All said and done, the Government of Kenya will have to either bail out KPC by:
- Providing payment guarantees to the banks & other financiers (taxpayers' cost if funds not recovered from Triton/Devani/Cronies).
- Special bonds to KCB (& other firms) similar to bonds given to NBK.
- Sale of KPC & proceeds used to pay-off the financiers.
- Sale of shares in KPC to the Libyans or Chinese or Iranians.
Solution
Mine is simple & elegant (IMHO) based Information as I understand it.
1) Negotiate an out-of-court settlement as to who owes who what. KPC - under the Collateral Management Agreement - is liable to the financiers & Oil Marketers to store, safeguard & deliver the fuel products. A negotiated settlement is cheaper & faster than a protracted court case. It is also less distracting for KCB & KPC so they can concentrate on the business not lawsuits. This settlement shows good faith to foreign financiers as to the will to sort out the problem.
IMMEDIATE ACTION: Sack all 'decision-makers' at KPC & Ministry of Energy (yes, including kiraitu murungi). Then arrest them, assemble evidence & take them to court. (This is under the ideal situation but corruption runs rife in the Kenyan government & unlikely to happen).
IMMEDIATE ACTION: KCB (& GoK) should go after yagnesh devani & his cohorts.
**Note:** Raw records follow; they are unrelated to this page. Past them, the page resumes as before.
PR #156, opened 2021-07-17
Fix dependency versions at Cargo.toml of examples

rhdxmr:
Since cargo v1.54, invalid syntax for version requirements is rejected
cf)
https://github.com/rust-lang/cargo/blob/master/CHANGELOG.md#cargo-154-2021-07-29
https://github.com/rust-lang/cargo/pull/9508


rsdy:
I think it would be better off using `"*"` here so we don't need to bump it all the time.

rhdxmr:
> I think it would be better off using `"*"` here so we don't need to bump it all the time.

That's a better suggestion. I will change it. Thanks

rsdy (approved):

All of triton's (& devani's) assets in Kenya should be sold asap (TRANSPARENTLY) to recover as much as possible. Of course, if GoK pays KCB as shown above then the stations/properties belong to GoK.
2a) KPC should be fairly valued without the Triton liabilities.
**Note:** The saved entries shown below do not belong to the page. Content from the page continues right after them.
PR #159, opened 2021-08-01
Vmlinux

rhdxmr:
- Upgrade libbpf submodule
- Build libbpf static library using `make`
- Upgrade `bindgen` crate
- Add `bpf_sys::type_gen::VmlinuxBtfDump` that generates vmlinux.h from vmlinux image
- Add logic on how to select methods of generating rust bindings

> # Methods of generating rust bindings
> 
> Rust bindings for structs and enums of the Linux kernel are used by BPF programs.
> There are two methods for generating the rust bindings.
> 
> 1. Generate rust bindings from the Linux kernel headers that are pre-installed
> in the system. The Linux kernel headers are located by
> [`bpf_sys::headers`](../../bpf_sys/headers/index.html).
> 
> 2. Generate rust bindings from `vmlinux.h`. It is generated on the spot by
> [`bpf_sys::type_gen`](../../bpf_sys/type_gen/index.html). The vmlinux is an
> image of the Linux kernel so all data types including internal structs and
> enums can be dumped into C source code from the vmlinux image.
> 
> Users of redBPF can select a preferred method for generating rust bindings by
> setting environment variables explained as below.
> 
> # Rules about method selection
> 
> In order to select a method between two methods, three environment variables are
> involved: `KERNEL_SOURCE`, `KERNEL_VERSION` and `REDBPF_VMLINUX`.
> 
> Case 1. No setting
> 
> If none of the three environment variables are set, both two methods of
> generating rust bindings will be tried. First, the method with the Linux kernel
> headers is tried. If it fails, then the method with vmlinux is tried as
> fallback.
> 
> Case 2. When `REDBPF_VMLINUX` is set
> 
> `REDBPF_VMLINUX` takes precedence over `KERNEL_SOURCE` and `KERNEL_VERSION`
> environment variables. So the method of generating rust bindings of the Linux
> kernel data structures for BPF programs is to vmlinux.h that is generated from
> vmlinux image. No pre-installed kernel headers are required in this case.
> 
> Case 3. `REDBPF_VMLINUX` is not set, but any of `KERNEL_SOURCE` or
> `KERNEL_VERSION` environment variables are set
> 
> The method of generating rust bindings of the Linux kernel data structures for
> BPF programs is to use the kernel headers in the specified path. In this case
> vmlinux is not required at all.
> 
> # Possible `REDBPF_VMLINUX` values
> 
> 1. A path to the custom vmlinux. e.g) `REDBPF_VMLINUX=/boot/my-vmlinux-5.11.0`
> 
> 2. Special treatment for `REDBPF_VMLINUX=system`. If `system` is given, redBPF
> tries to probe vmlinux from the well-known system paths and uses it
> 
> 3. `REDBPF_VMLINUX` not set. The behavior of redBPF depends on whether
> `KERNEL_SOURCE` and `KERNEL_VERSION` environment variables are given or not.


bpf-sys/src/type_gen.rs
```diff
@@ -0,0 +1,253 @@
...
+        }
+
+        Ok(VmlinuxBtfDump {
+            whitelist: None,
+            btfptr,
+        })
+    }
+
+    /// Add regex `pattern` into whitelist of BTF types
+    pub fn whitelist(mut self, pattern: &str) -> Self {
```
rsdy, line 121: Same here, would be nicer with `allowlist` as terminology.

bpf-sys/src/type_gen.rs
```diff
@@ -0,0 +1,253 @@
...
+        self
+    }
+
+    /// Dump BTF types as C source code into `outfile` including all the
+    /// necessary dependent types.
+    pub fn generate(self, outfile: impl AsRef<Path>) -> Result<()> {
+        let path_str = outfile.as_ref().to_str().ok_or(TypeGenError::InvalidPath)?;
+        let cpath = CString::new(path_str).unwrap();
+        let cmode = CString::new("w").unwrap();
+        let stream = unsafe { libc::fopen(cpath.as_ptr(), cmode.as_ptr()) };
```
rsdy, line 138: I understand this is a ported code from C, but is there a reason you're using C APIs instead of the `std::fs` equivalent from Rust? I feel these would be low hanging fruits, and not particularly hard to adapt.

bpf-sys/src/type_gen.rs
```diff
@@ -0,0 +1,253 @@
...
+impl Drop for VmlinuxBtfDump {
+    fn drop(&mut self) {
+        unsafe {
+            btf__free(self.btfptr);
+        }
+    }
+}
+
+// wrapping vfprintf to get rid of return type
+unsafe extern "C" fn vfprintf_wrapper(
```
rsdy, line 231: I feel like this probably can go as well, if the code above uses `std::fs` instead of the `libc` api?

rsdy (changes requested):

bpf-sys/src/type_gen.rs
rhdxmr: https://github.com/libbpf/libbpf/blob/506a544834573905ada61da8e00f54b04f0caf43/src/btf.h#L152

libbpf requires `btf_dump_printf_fn_t` so I defined `vfprintf_wrapper` that
directly calls `vfprintf`. Without `vfprintf`, `vfprintf_wrapper` should deal
with `va_list`. But I felt it is tricky.

And `vfprintf` requires `FILE*` so I provided it by calling `libc::fopen`.

I wanted to use `std::fs` but I din't know whether it provides a function returning `FILE *`.

bpf-sys/src/type_gen.rs
rhdxmr: Good. I will rename this.

rhdxmr:
@rsdy I renamed `VmlinuxBtfDump::whitelist` to `VmlinuxBtfDump::allowlist` and re-pushed.

But I could not figure out how to use `std::fs` instead of `libc::fopen` because of the reason I mentioned above. Do you have ideas?

bpf-sys/src/type_gen.rs
rsdy: [`File::into_raw_fd()`](https://doc.rust-lang.org/std/fs/struct.File.html#method.into_raw_fd) helps you get the underlying fd, and you can use `vdprintf` with that fd to achieve the same results. There's also a [crate](https://crates.io/crates/va_list) that could help with dealing with variadic arguments, so you can keep most of this purely rust (e.g. get the raw pointer (_not_ fd) to the `File` instance if you know it outlives the callback, and convert it back on the other side with `unsafe`, then do something rusty to write the data to the file).

rhdxmr: It is a good idea. I will try to fix it. Thanks,

rhdxmr:
@rsdy I removed calling `libc::fopen` and used `std::fs::File` instead. It looks better. Thanks,

bpf-sys/src/type_gen.rs
```diff
@@ -0,0 +1,240 @@
...
+                    }
+                }
+                if btf_dump__dump_type(dumpptr.0, type_id) < 0 {
+                    return Err(TypeGenError::DumpError);
+                }
+            }
+        }
+
+        let mut fobj = unsafe { File::from_raw_fd(rawfd.0) };
+        // disable dropping `RawFdWrapper` because `File` takes control of `RawFd`
```
rsdy, line 199: If this is the case, do we still need the `impl Drop for RawFdWrapper`?

bpf-sys/src/type_gen.rs
```diff
@@ -0,0 +1,240 @@
...
+                        continue;
+                    }
+                }
+                if btf_dump__dump_type(dumpptr.0, type_id) < 0 {
+                    return Err(TypeGenError::DumpError);
+                }
+            }
+        }
+
+        let mut fobj = unsafe { File::from_raw_fd(rawfd.0) };
```
rsdy, line 198: Maybe we could do an `impl Into<File> for RawFdWrapper`, so there's RAII continuity between the two types the other way around. `let fobj: File = rawfd.into()` would then consume `rawfd`.

bpf-sys/src/type_gen.rs
rhdxmr: Yes, `Drop` is needed because `generate` method can early escape before this line.

bpf-sys/src/type_gen.rs
rhdxmr: Cool. Using `Into` trait looks elegant. I will try it.

rsdy (approved):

2b) KCB's Kes 2bn loan should be converted into a long-term loan to KPC secured by KPC's assets.
2c) KCB should undertake to pay off the other financiers but get KPC shares in exchange for the undertaking. A Repurchase Agreement (repo agreement) would allow GoK to buy the shares back. This would be an asset (unlisted shares) for KCB. GoK may remain a shareholder depending on the extent of the assets/liabilities & intrinsic value of KPC.
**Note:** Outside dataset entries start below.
PR #160, opened 2021-08-04
Add llvm11 and llvm12 feature

rhdxmr:
The latest Alpine Linux does not support LLVM 12 yet so use LLVM 11 if target env is `musl`

### DIFF
--- a/cargo-bpf/src/llvm.rs
+++ b/cargo-bpf/src/llvm.rs
@@ -1,3 +1,15 @@
+#[cfg(feature = "llvm-sys-110")]
+use llvm_sys_110 as llvm_sys;
+#[cfg(feature = "llvm-sys-120")]
+use llvm_sys_120 as llvm_sys;
+
+cfg_if::cfg_if! {
+    if #[cfg(feature = "llvm-sys-110")] {
+        #[rustversion::since(1.52)]
+        compile_error!("Can not use LLVM11 with Rust >= 1.52");
+    }
+}
+
 use anyhow::{anyhow, Result};
 use llvm_sys::bit_writer::LLVMWriteBitcodeToFile;
 use llvm_sys::core::*;
@@ -139,9 +151,6 @@ pub unsafe fn process_ir(context: LLVMContextRef, module: LLVMModuleRef) -> Resu
         }
         func = LLVMGetNextFunction(func);
     }
-
-    // This removes .BTF sections. Do not call it.
-    // LLVMStripModuleDebugInfo(module);
 
     Ok(())
 }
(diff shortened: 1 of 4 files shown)


redbpf/src/lib.rs
```diff
@@ -498,7 +499,7 @@ fn pin_bpf_obj(fd: RawFd, file: impl AsRef<Path>) -> Result<()> {
             error!("error on statfs {:?}: {}", path, io::Error::last_os_error());
             return Err(Error::IO(io::Error::last_os_error()));
         }
-        if stat.f_type != libc::BPF_FS_MAGIC {
+        if stat.f_type as i64 != BPF_FS_MAGIC {
```
rhdxmr, line 502: In musl target environment, there is no `libc::BPF_FS_MAGIC`.

rsdy (changes requested):
I'm not sure about this. This essentially forces us to always compile with LLVM11 even if the host does support LLVM12 but we want to use musl for some reason.

I think a better approach would be to introduce some sort of a feature flag that allows us to use LLVM11 during build. I've not done this, but I think a similar approach would work. A note in the README and doc should then help navigating this. In any case, we should default to LLVM12 since that is what Rust targets right now.

rhdxmr:
Ok. I understand that.
How about passing LLVM version string via cfg or feature option?

rsdy:
That could possibly work. Or we could just ship both a `llvm11` and a `llvm12` feature, and default to `llvm12`

rhdxmr:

2d) CBK might be involved since the above actions will require a few 'exception' for KCB considering asset ownership & lending to a single entity. These are trying times & require out of the box solutions.
2e) KCB can either pay off the other financiers - of course, this would be negotiated - or negotiate the payables as a 'loan from other finance institutions'. It is a liability for KCB but 'safer' for the financiers.
2f) KCB & the other financers would drop the lawsuits against KPC.
3) KCB should be allowed to package & sell the income+assets from KPC to other banks or investors but under the repo agreement. Essentially, it is a syndicated loan.
4a) KCB would hire competent managers to run KPC as a private firm.
4b) In the meantime, GoK (in conjunction with KCB) should 'prep' KPC for eventual privatisation. This means clean out the rot. Fire inefficient or unqualified staff. Enact better policies, regulations & laws. Complete the expansion plans. Complete the pipeline capacity enhancement.
5) Once KPC is stabilised, GoK should arrange for the sale of shares KCB 'owns' in KPC (at least 75%) to the Kenyan public through the NSE, to enable KCB recover its cash. After KCB has been repaid all its dues (under the repo agreement) by GoK, the balance of shares, if any, would revert to GoK.
6a) I think Kenol has a good case against KPC. Therefore, KPC/GoK should settle with Kenol to prevent any disruption in the oil market as well as provide confidence to foreign financiers.
6b) Sell triton's assets (TRANSPARENTLY) to pay off Kenol. Any outstanding balance owned to Kenol above & beyond that should be provided as 'tax credits' i.e. Kenol can use the tax credit to offset duties/taxes owed to GoK.
6c) Other firms that will accept tax credits include KCB, Total Oil & Shell Kenya. Of course, this all means lower (net) tax receipts for the GoK in the short-run but creates certainty to drive more business activity.